Answer:
A. 466 g of BaSO₄.
B. 2.25 moles of H₂O.
Explanation:
The balanced equation for the reaction is given below:
BaO + H₂SO₄ —> BaSO₄ + H₂O
Next, we shall determine the mass of H₂SO₄ that reacted and the mass of BaSO₄ produced from the balanced equation. This can be obtained as follow:
Molar mass of H₂SO₄ = (2×1) + 32 + (16×4)
= 2 + 32 + 64
= 98 g/mol
Mass of H₂SO₄ from the balanced equation = 1 × 98 = 98 g
Molar mass of BaSO₄ = 137 + 32 + (16×4)
= 137 + 32 + 64
= 233 g/mol
Mass of BaSO₄ from the balanced equation = 1 × 233 = 233 g
SUMMARY:
From the balanced equation above,
98 g of H₂SO₄ reacted to produce 233 g of BaSO₄.
A. Determination of the mass of BaSO₄ produced by the reaction of 196 g of H₂SO₄.

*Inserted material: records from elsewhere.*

PR #894, opened 2023-08-04
Added integer zoom

Variable-ind:
this is now an option in preferences>zoom as seen below
Screenshot from 2023-08-04 20-27-26

it will restrict the zoom to only integral multiples of 100% (e.g 200%, 300%, ....)

https://github.com/Orama-Interactive/Pixelorama/assets/77773850/e6fad966-b315-4ed7-9e76-bfcb678fb3c6


src/Preferences/PreferencesDialog.tscn
```diff
@@ -401,33 +400,52 @@ margin_right = 486.0
...
 text = "On"
 
+[node name="Label2" type="Label" parent="HSplitContainer/VBoxContainer/ScrollContainer/RightSide/Canvas/ZoomOptions"]
+margin_left = 306.0
+margin_top = 5.0
+margin_right = 486.0
+margin_bottom = 19.0
+rect_min_size = Vector2( 110, 0 )
+size_flags_horizontal = 3
+text = "Integer Zoom (1x, 2x, 3x, ...)"
```
OverloadedOrama, line 434: It might be best if this is just "Integer Zoom", as its functionality is already explained in the hint tooltip.

Variable-ind: Done

OverloadedOrama (approved):
Looks good to me, thank you!

PR #896, opened 2023-08-06
Fix a bug in integer zoom

Variable-ind:
1. Do nothing further if zoom margin is infinite
2. Fit to Frame now obeys integer zoom


OverloadedOrama (approved):
Thanks!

From the balanced equation above,
98 g of H₂SO₄ reacted to produce 233 g of BaSO₄.
Therefore, 196 g of H₂SO₄ will react to produce = (196 × 233) /98 = 466 g of BaSO₄.

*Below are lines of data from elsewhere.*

PR #898, opened 2023-08-13
Add a silhouette option to reference images

TheLsbt:
This pull request adds a option to make images a silhouette. <br>
This is done by darkening all the opaque pixels. <br>

This is the UI changes: <br>
Screenshot (40)

### DIFF
--- a/src/Preferences/PreferencesDialog.tscn
+++ b/src/Preferences/PreferencesDialog.tscn
@@ -11,14 +11,14 @@
 [sub_resource type="ButtonGroup" id=1]
 
 [node name="PreferencesDialog" type="AcceptDialog"]
-visible = true
-margin_right = 571.0
-margin_bottom = 441.0
+margin_right = 620.0
+margin_bottom = 450.0
 window_title = "Preferences"
 resizable = true
 script = ExtResource( 1 )
 __meta__ = {
 "_edit_horizontal_guides_": [  ],
+"_edit_use_anchors_": false,
 "_edit_vertical_guides_": [  ]
 }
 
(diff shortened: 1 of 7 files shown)


TheLsbt:
I think I fixed the linter issue.

src/UI/ReferenceImages/ReferenceImage.gd
```diff
@@ -63,6 +65,14 @@ func deserialize(d: Dictionary) -> void:
 			# don't do FLAG_REPEAT - it could cause visual issues
 			itex.create_from_image(img, Texture.FLAG_MIPMAPS)
 			texture = itex
+		# Apply the silhouette shader
+		var mat = ShaderMaterial.new()
+		mat.shader = preload("res://src/Shaders/SilhouetteShader.gdshader")
```
OverloadedOrama, line 70: It's generally better to preload stuff in the variable declaration space and then use that variable later, for example by creating a variable called shader and setting it to this `var shader := preload("res://src/Shaders/SilhouetteShader.gdshader")` at the top of the code and then in this line you could do `mat.shader = shader`.

src/Preferences/PreferencesDialog.tscn
```diff
@@ -11,14 +11,14 @@
 [sub_resource type="ButtonGroup" id=1]
 
 [node name="PreferencesDialog" type="AcceptDialog"]
-margin_right = 620.0
-margin_bottom = 450.0
+visible = true
```
OverloadedOrama, line 14: Looks like you might've forgotten to set it back to invisible 😅. From what I see, the changes in PreferencesDialog.tscn are just margin value changes that Godot makes automatically and don't really need to be included, unless you've manually made some changes to the nodes yourself. If you haven't, it's safe to just discard the changes made in this file completely.

TheLsbt:
I believe that the issues with the Preference Dialog should be fixed (The file doesn't appear in **Files Changed**).  
I also created a variable to assign the shader to in ```RefrenceImage.gd```.

OverloadedOrama (approved):
Looks good to me, thank you!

Thus, 466 g of BaSO₄ were obtained from the reaction.
B. Determination of the number of mole of H₂O produced by the reaction of 345 g of BaO.
We'll begin by calculating the number of mole in 345 g of BaO. This can be obtained as follow:
Mass of BaO = 345 g
Molar mass of BaO = 137 + 16 = 153 g/mol
Mole of BaO =?
Mole = mass /Molar mass
Mole of BaO = 345 / 153
Mole of BaO = 2.25 moles
Finally, we shall determine the number of mole of H₂O produced from the reaction. This can be obtained as follow:
BaO + H₂SO₄ —> BaSO₄ + H₂O
From the balanced equation above,
1 mole of BaO reacted to produce 1 mole of H₂O.
Therefore, 2.25 moles of BaO will also react to produce 2.25 moles of H₂O.
Thus, 2.25 moles of H₂O were obtained from the reaction.